I asked that he prepare a small selection of sushi for me and then, for my main course, I chose the crab and vegetable broth dish: I got a pot of hot broth and a plate of raw crab and veggies to cook in it. It sounded easy enough, but of course there are ten thousand tricks involved (for instance, would you know what to do with the little square of tofu in the broth? And how about once you cook a veggie – what then? And, the red peppery horseradish – where does that fit in? on and on…).





At the counter next to me, a couple, Kazumi and Masahiko, were eating their dinner and watching me flub everything in sight. They were, I am certain, amused no end. Ever so discreetly Kazumi would suggest the proper next step (for instance, to avert an imminent disaster, like having the pot boil over because I didn’t know how to regulate the heat). Occasionally, her friend Masahiko would offer tips – at first on the topic of the proper consumption of Japanese food and eventually in other domains as well.
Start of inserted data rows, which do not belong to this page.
PR #23, opened 2024-05-19
Add ability to reset password

davidotte:
This PR belongs to this [server PR](https://github.com/automl/tabpfn-server/pull/51).

When a user tries to login and the login fails, he gets the opportunity to either retry to login or to request a password reset email.

### DIFF
--- a/tabpfn_client/client.py
+++ b/tabpfn_client/client.py
@@ -355,6 +355,22 @@ class ServiceClient:
 
         return response.json()["requirements"]
 
+    def send_reset_password_email(self, email: str) -> tuple[bool, str]:
+        """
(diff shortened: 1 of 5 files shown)


SamuelGabriel (changes requested):
This looks generally very good. I just tested it locally and added a few changes that I think would help here: https://github.com/automl/tabpfn-client/pull/24

I added the message you wanted to have reminding the user of the email, removed the tabpfn dependency.
And most importantly: I update the (min) version number (also on the backend in my PR there) as the interface between client and backend changed. Could you add these changes (merge the branch), then this should be good to go :)

SamuelGabriel (approved):
LGTM

PR #26, opened 2024-06-04
Regression

SamuelGabriel:
### Change Description

I added regression in correspondence to Liam's PR https://github.com/automl/tabpfn-server/pull/49, which should be merged before this PR.

No new dep's.

@liam-sbhoo @davidotte 

## Breaking changes

Yes, based on PR https://github.com/automl/tabpfn-server/pull/49

Yes, I break the user facing API slightly, removing `tabpfn_client.tabpfn_classifier.init/reset` because I think these are more global. They are still available in `tabpfn_client` directly.

---


tabpfn_client/estimator.py
SamuelGabriel, line 1: this is shown as a new file, but the code in TabPFNClassifier (only added doc string), PreprocessorConfig was not touched.

So you would only need to review the TabPFNRegressor bit.

tabpfn_client/config.py
SamuelGabriel, line 1: this was simply moved here from tabpfn_classifier, no new logic added

tabpfn_client/estimator.py
```diff
@@ -0,0 +1,351 @@
...
+        self.add_fingerprint_features = add_fingerprint_features
+        self.cancel_nan_borders = cancel_nan_borders
+        self.super_bar_dist_averaging = super_bar_dist_averaging
+        self.subsample_samples = subsample_samples
+
+    def fit(self, X, y):
+        # assert init() is called
+        if not config.g_tabpfn_config.is_initialized:
+            raise RuntimeError(
+                "tabpfn_client.init() must be called before using TabPFNClassifier"
```
liam-sbhoo, line 318: Should be `TabPFNRegressor` instead.

tabpfn_client/estimator.py
```diff
@@ -0,0 +1,351 @@
...
+            )
+
+        if config.g_tabpfn_config.use_server:
+            try:
+                assert (
+                    self.model == "latest_tabpfn_hosted"
+                ), "Only 'latest_tabpfn_hosted' model is supported at the moment for tabpfn_classifier.init(use_server=True)"
```
liam-sbhoo, line 325: Should be `TabPFNRegressor` instead.

tabpfn_client/estimator.py
```diff
@@ -0,0 +1,351 @@
...
+            except AssertionError as e:
+                print(e)
+            config.g_tabpfn_config.inference_handler.fit(X, y)
+            self.fitted_ = True
+        else:
+            raise NotImplementedError(
+                "Only server mode is supported at the moment for tabpfn_classifier.init(use_server=False)"
```
liam-sbhoo, line 332: Should be `TabPFNRegressor` instead.

tabpfn_client/client.py
```diff
@@ -135,7 +142,15 @@ def predict(self, train_set_uid: str, x_test, tabpfn_config: dict | None = None)
 
         self._validate_response(response, "predict")
 
-        return np.array(response.json()["y_pred_proba"])
+        result = response.json()[task]
+
```
liam-sbhoo, line 146: Could you include comment to tell why we handle the result based on the types? i.e. mention we could get classification or regression results. Might be helpful for other developers :)

liam-sbhoo: OR

Would it be better if we move this logic to `TabPFNClassifier` and `TabPFNRegressor`?

tabpfn_client/server_config.yaml
liam-sbhoo, line 1: I think these changes should not be added.

liam-sbhoo (commented):
Thanks for the PR!
Just one thing about the parsing of results (and some minor comments).

p.s. thanks for the comments regarding your changes (e.g. moving code around, renaming and such), it was a great help!

tabpfn_client/server_config.yaml
SamuelGabriel: sorry! that was a mistake!

tabpfn_client/estimator.py
SamuelGabriel: done

tabpfn_client/estimator.py
SamuelGabriel: done

SamuelGabriel:
I changed all your requested things. Is it ready to be merged (ideally we should merge this and the server's partner PR before the meeting today)

liam-sbhoo:
LTGM, thanks!

liam-sbhoo (approved):

tabpfn_client/client.py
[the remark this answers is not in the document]
SamuelGabriel: good catch, delted it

Kazumi and Masahiko aren’t from Kyoto. They live some ways away, though they come to this city frequently. In their ‘real life’ they work, I think, in the arts – she teaches piano, he does sound engineering (there are so many leaps involved in getting to that level of understanding, but an exchange of cards helped in at least professional identification). Masahiko’s English is pretty much non-existent and Kazumi struggles with even basic expressions. Still, in the course of the evening they proved themselves to be sweetly generous. And it seems we have a friendship in the making since on Sunday Kazumi suggested that she and Masahiko come in to Kyoto to take me to places that are their personal favorites here. I’m looking forward to that. Even with all sorts of language issues that are bound to arise, I can tell that spending a day with them will be well worth the communication struggles.

As for the verdict on the food? I have absolutely no complaints. Even about the final bill, which says a lot.